PR #12200, opened 2017-06-09
Fix fast tail call lowering bug.

### LINKED ISSUE #12037: Assertion in jit LSRA
Compile Program.cs below:

.\Tools\dotnetcli\dotnet.exe Tools\csc.exe /o+ out:Program.exe Program.cs /r:.\bin\tests\Windows_NT.x64.Checked\Tests\Core_Root\System.Private.CoreLib.dll /r:.\bin\tests\Windows_NT.x64.Checked\Tests\Core_Root\System.Console.dll /r:.\bin\tests\Windows_NT.x64.Checked\Tests\Core_Root\System.Runtime.dll

```
using System;
using System.Diagnostics;

namespace omg
{
    public class TestRyujitBug
    {
        public static void Main()
        {
            TopFunction(new object(), 0L, 0xBEEF, new TypedDouble(1.0), new TypedDouble(2.0), new TypedDouble(3.0), false, true);
        }

        public static void TopFunction(object parameters, long? nullable,
            double doubleArg, TypedDouble typedDouble1, TypedDouble typedDouble2, TypedDouble typedDouble3, bool shortCircuit, bool toggle)
        {
            if (shortCircuit)
            {
                return;
            }
            double param = toggle ? 19.0 : 17.0;

            InlinedFunction(doubleArg, param, typedDouble1.Value, typedDouble2.Value, typedDouble3.Value);
        }

        public static void InlinedFunction(double doubleArg, double param, double typedDoubleArg1, double typedDoubleArg2, double typedDoubleArg3)
        {
            Console.WriteLine("{0} {1} {2} {3} {4}", doubleArg, param, typedDoubleArg1, typedDoubleArg2, typedDoubleArg3);
        }

        public struct TypedDouble
        {
            public TypedDouble(double value)
            {
                Value = value;
            }
            public readonly double Value;
        }
    }
}
```
The run the resulting program:

.\bin\tests\Windows_NT.x64.Checked\Tests\Core_Root\CoreRun.exe Program.exe

Assert failure(PID 8592 [0x00002190], Thread: 11128 [0x2b78]): Assertion failed '!interval->isLocalVar' in 'omg.TestRyujitBug:TopFunction(ref,struct,double,struct,struct,struct,bool,bool)' (IL size 58)

    File: c:\coreclr\src\jit\lsra.cpp Line: 531
    Image: c:\coreclr\bin\tests\Windows_NT.x64.Checked\Tests\Core_Root\CoreRun.exe

Running with release coreclr results in silent bad codegen. The output is 

`48879 19 1 48879 3`
instead of
`48879 19 1 2 3`

erozenfeld:
Lowering::LowerFastTailCall has code that handles the case when the caller and the callee both have parameters passed on the stack and the callee has register arguments that are computed from the caller's stack-passed arguments. In that case the stack arguments of the callee are set up in the caller's incoming argument area so they override the caller's arguments. Lowering::LowerFastTailCall creates temps for any caller's arguments passed on the stack that are used to compute callee's register arguments. That code had a bug where it was converting GT_LCL_FLD nodes into GT_LCL_VAR nodes. That's problematic both for the case of a single-field struct with a double field and for multi-field structs.
In the former case we were getting LSRA asserts in checked builds and SBCG in release builds. In the latter case we were getting SBCG both in checked and release builds.

The fix is not to convert GT_LCL_FLD nodes into GT_LCL_VAR nodes and mark the new temps as not-enregisterable if the local is not-enregisterable.

An alternative fix would be to create multiple register temps for each GT_LCL_FLD or GT_LCL_VAR targeting the local but that would complicate the code and I decided to go with a simpler solution for this uncommon case.

Fixes #12037.

### DIFF
--- a/tests/src/JIT/Regression/JitBlue/GitHub_12037/GitHub_12037.cs
+++ b/tests/src/JIT/Regression/JitBlue/GitHub_12037/GitHub_12037.cs
@@ -1,0 +1,109 @@
+// Licensed to the .NET Foundation under one or more agreements.
+// The .NET Foundation licenses this file to you under the MIT license.
+// See the LICENSE file in the project root for more information.
+
+using System;
+
+public class TailCallOptTest
+{
+    public static int Main()
+    {
+        bool res1 = Caller1(new object(), 0L, 0xBEEF, new TypedDouble(1.0), new TypedDouble(2.0), new TypedDouble(3.0));
+        bool res2 = Caller2(new object(), 0L, 0xBEEF, new TypedDouble(1.0), new TwoInts(3, 5), new TypedDouble(3.0));
+        return (res1 && res2) ? 100 : 0;
+    }
+
+    // In this test typedDouble2 is passed to Caller1 on the stack. Then typedDouble2.Value is passed to Callee1 in a register.
+    // Since Calee1 also has a stack argument (typedDouble3.Value) and the call is dispatched as a fast tail call,
+    // it's set up in the incoming argument area of Caller1. JIT lowering code needs to ensure that typedDouble2
+    // in that area is not overwritten by typedDouble3.Value before typedDouble2.Value is computed. The JIT had a bug in that code
+    // because typedDouble2.Value was represented as GT_LCL_FLD and it was incorrectly converted into GT_LCL_VAR resulting in type
+    // mismatches (long vs. double since the struct is passed as a long but its only field is double).
+    public static bool Caller1(object parameters, long l,
+        double doubleArg, TypedDouble typedDouble1, TypedDouble typedDouble2, TypedDouble typedDouble3)
+    {
+        double param = 19.0;
+
+        Console.Write("Let's ");
+        Console.Write("Discourage ");
+        Console.Write("Inlining ");
+        Console.Write("Of ");
+        Console.Write("Caller ");
+        Console.Write("Into ");
+        Console.WriteLine("Main.");
+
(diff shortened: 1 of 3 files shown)


erozenfeld:
6 methods had diffs (expected regressions) in desktop SPMI (total of 50 bytes).

tests/src/JIT/Regression/JitBlue/GitHub_12037/GitHub_12037.cs
```diff
@@ -0,0 +1,109 @@
...
+        bool res2 = Caller2(new object(), 0L, 0xBEEF, new TypedDouble(1.0), new TwoInts(3, 5), new TypedDouble(3.0));
+        return (res1 && res2) ? 100 : 0;
+    }
+
+    // In this test typedDouble2 is passed to Caller1 on the stack. Then typedDouble2.Value is passed to Callee1 in a register.
+    // Since Calee1 also has a stack argument (typedDouble3.Value) and the call is dispatched as a fast tail call,
+    // it's set up in the incoming argument area of Caller1. JIT lowering code needs to ensure that typedDouble2
+    // in that area is not overwritten by typedDouble3.Value before typedDouble2.Value is computed. The JIT had a bug in that code
+    // because typedDouble2.Value was represented as GT_LCL_FLD and it was incorrectly converted into GT_LCL_VAR resulting in type
+    // mismatches (long vs. double since the struct is passed as a long but its only field is double).
```
CarolEidt: Thanks for the great comment that explains what this test is doing!

erozenfeld:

Task item - Report only how many lines in the entries contain "static".

Problem solution - 5